Collected data
"""

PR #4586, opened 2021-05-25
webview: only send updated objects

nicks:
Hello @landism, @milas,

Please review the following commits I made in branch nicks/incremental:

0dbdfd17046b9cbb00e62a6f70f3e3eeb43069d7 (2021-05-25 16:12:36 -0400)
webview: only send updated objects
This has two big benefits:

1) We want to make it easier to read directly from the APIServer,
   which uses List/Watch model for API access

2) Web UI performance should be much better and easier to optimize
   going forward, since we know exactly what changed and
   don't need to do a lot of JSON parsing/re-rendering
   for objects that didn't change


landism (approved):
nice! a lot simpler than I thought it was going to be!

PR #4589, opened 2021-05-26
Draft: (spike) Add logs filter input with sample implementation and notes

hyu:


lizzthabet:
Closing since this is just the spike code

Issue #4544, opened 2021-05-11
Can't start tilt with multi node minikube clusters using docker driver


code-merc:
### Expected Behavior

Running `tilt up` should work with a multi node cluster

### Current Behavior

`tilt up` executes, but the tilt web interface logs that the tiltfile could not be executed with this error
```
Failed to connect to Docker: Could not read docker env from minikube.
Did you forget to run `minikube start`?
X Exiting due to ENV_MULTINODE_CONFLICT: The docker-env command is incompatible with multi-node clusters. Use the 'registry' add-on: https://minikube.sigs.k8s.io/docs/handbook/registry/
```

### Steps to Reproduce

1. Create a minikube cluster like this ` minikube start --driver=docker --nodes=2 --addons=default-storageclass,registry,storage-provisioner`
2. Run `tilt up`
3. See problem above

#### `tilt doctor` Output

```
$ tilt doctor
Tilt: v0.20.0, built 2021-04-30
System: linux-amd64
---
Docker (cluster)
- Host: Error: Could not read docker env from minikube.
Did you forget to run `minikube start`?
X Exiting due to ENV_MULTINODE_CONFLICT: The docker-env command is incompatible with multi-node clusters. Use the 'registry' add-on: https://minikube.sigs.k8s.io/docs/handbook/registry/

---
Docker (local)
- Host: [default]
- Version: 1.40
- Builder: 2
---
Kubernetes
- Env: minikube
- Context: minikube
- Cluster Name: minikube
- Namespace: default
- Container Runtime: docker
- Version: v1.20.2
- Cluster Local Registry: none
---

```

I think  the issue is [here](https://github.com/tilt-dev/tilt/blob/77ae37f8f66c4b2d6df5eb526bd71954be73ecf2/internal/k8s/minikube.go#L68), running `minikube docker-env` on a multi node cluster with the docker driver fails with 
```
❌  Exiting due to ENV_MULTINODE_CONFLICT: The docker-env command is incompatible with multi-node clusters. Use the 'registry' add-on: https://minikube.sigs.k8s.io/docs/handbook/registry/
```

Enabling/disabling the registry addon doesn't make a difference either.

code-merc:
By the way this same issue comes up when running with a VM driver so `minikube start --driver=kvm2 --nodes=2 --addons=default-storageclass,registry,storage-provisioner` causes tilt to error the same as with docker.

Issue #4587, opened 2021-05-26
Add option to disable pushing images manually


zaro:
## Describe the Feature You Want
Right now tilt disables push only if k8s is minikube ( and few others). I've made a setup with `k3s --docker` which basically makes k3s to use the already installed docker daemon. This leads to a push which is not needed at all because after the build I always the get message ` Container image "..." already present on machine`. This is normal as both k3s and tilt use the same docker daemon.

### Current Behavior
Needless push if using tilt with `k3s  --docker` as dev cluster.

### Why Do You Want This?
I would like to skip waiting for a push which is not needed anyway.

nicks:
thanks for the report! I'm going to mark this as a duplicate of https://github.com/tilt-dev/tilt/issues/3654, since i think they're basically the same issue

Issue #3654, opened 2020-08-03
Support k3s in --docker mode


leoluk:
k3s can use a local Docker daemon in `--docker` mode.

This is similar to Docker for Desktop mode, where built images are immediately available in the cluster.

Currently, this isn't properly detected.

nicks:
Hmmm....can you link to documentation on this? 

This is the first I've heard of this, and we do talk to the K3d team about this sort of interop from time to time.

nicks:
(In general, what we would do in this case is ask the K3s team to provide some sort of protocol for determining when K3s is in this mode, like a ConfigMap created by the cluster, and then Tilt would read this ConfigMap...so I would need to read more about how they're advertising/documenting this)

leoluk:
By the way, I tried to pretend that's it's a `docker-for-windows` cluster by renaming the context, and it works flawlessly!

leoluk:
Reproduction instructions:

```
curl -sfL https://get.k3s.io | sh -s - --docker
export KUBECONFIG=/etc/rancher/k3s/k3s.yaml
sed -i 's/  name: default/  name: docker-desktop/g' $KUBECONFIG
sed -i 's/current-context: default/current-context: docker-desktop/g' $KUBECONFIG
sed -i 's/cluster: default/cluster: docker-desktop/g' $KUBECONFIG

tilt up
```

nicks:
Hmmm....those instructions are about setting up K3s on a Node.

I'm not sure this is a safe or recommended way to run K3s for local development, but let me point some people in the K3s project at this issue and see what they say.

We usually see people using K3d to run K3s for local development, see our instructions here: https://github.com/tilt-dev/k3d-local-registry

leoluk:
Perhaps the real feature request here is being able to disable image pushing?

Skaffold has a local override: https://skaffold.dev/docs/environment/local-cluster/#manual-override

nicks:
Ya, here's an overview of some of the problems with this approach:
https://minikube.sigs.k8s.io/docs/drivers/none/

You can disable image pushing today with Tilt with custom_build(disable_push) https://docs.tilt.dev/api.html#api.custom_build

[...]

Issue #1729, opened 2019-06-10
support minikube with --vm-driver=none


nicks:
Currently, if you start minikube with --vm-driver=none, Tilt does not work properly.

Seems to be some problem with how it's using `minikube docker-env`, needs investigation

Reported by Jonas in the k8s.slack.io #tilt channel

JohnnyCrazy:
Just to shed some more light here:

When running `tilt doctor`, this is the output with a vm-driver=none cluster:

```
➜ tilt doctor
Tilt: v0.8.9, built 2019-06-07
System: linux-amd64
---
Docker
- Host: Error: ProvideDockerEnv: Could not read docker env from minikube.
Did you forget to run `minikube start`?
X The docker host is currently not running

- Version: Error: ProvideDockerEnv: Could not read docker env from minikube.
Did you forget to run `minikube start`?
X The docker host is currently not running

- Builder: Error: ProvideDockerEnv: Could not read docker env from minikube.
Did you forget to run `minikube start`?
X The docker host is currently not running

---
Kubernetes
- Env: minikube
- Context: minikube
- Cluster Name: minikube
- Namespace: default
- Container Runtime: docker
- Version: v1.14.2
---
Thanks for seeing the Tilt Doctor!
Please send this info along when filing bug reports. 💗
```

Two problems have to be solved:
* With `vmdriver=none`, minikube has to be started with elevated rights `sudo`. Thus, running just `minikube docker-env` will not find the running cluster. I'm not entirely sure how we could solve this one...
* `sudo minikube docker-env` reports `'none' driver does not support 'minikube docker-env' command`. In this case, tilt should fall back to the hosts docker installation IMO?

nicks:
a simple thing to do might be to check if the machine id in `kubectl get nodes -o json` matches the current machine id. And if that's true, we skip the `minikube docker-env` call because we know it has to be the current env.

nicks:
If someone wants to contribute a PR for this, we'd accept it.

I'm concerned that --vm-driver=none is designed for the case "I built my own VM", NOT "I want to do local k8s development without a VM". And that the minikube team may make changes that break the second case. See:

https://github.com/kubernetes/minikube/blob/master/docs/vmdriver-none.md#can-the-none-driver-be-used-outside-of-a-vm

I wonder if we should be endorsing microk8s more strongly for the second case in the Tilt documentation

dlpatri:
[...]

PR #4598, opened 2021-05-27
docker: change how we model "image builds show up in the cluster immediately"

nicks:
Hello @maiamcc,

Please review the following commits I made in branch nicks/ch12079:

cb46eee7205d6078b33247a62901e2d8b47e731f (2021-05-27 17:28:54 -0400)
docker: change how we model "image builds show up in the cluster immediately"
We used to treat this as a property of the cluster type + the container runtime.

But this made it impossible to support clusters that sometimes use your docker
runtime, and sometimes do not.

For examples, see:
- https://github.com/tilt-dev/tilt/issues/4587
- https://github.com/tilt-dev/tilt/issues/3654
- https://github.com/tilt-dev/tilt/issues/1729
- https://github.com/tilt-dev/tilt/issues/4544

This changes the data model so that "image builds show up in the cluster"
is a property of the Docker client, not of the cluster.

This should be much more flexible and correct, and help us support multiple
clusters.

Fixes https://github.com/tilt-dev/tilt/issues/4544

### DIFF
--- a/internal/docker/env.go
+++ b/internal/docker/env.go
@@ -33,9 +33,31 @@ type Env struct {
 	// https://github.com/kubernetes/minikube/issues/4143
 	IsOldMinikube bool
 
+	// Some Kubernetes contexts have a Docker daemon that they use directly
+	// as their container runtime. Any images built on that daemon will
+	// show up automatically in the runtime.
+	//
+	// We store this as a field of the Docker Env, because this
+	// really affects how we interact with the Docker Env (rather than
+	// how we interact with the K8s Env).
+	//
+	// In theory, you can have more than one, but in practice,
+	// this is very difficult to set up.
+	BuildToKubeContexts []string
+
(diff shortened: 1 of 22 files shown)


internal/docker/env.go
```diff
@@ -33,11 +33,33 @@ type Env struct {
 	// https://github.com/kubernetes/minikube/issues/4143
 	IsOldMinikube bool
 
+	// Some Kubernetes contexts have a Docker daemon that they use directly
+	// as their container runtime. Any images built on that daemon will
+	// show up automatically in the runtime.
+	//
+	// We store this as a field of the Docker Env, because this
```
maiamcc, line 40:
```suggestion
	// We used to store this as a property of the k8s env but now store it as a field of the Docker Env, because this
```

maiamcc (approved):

"""

Could you write out, exactly as they stand, only the lines above that begin at the line with "- https://github.com/tilt-dev/tilt/issues/1729" and stop after the line with "(diff shortened: 1 of 22 files shown)"?

- https://github.com/tilt-dev/tilt/issues/1729
- https://github.com/tilt-dev/tilt/issues/4544

This changes the data model so that "image builds show up in the cluster"
is a property of the Docker client, not of the cluster.

This should be much more flexible and correct, and help us support multiple
clusters.

Fixes https://github.com/tilt-dev/tilt/issues/4544

### DIFF
--- a/internal/docker/env.go
+++ b/internal/docker/env.go
@@ -33,9 +33,31 @@ type Env struct {
 	// https://github.com/kubernetes/minikube/issues/4143
 	IsOldMinikube bool
 
+	// Some Kubernetes contexts have a Docker daemon that they use directly
+	// as their container runtime. Any images built on that daemon will
+	// show up automatically in the runtime.
+	//
+	// We store this as a field of the Docker Env, because this
+	// really affects how we interact with the Docker Env (rather than
+	// how we interact with the K8s Env).
+	//
+	// In theory, you can have more than one, but in practice,
+	// this is very difficult to set up.
+	BuildToKubeContexts []string
+
(diff shortened: 1 of 22 files shown)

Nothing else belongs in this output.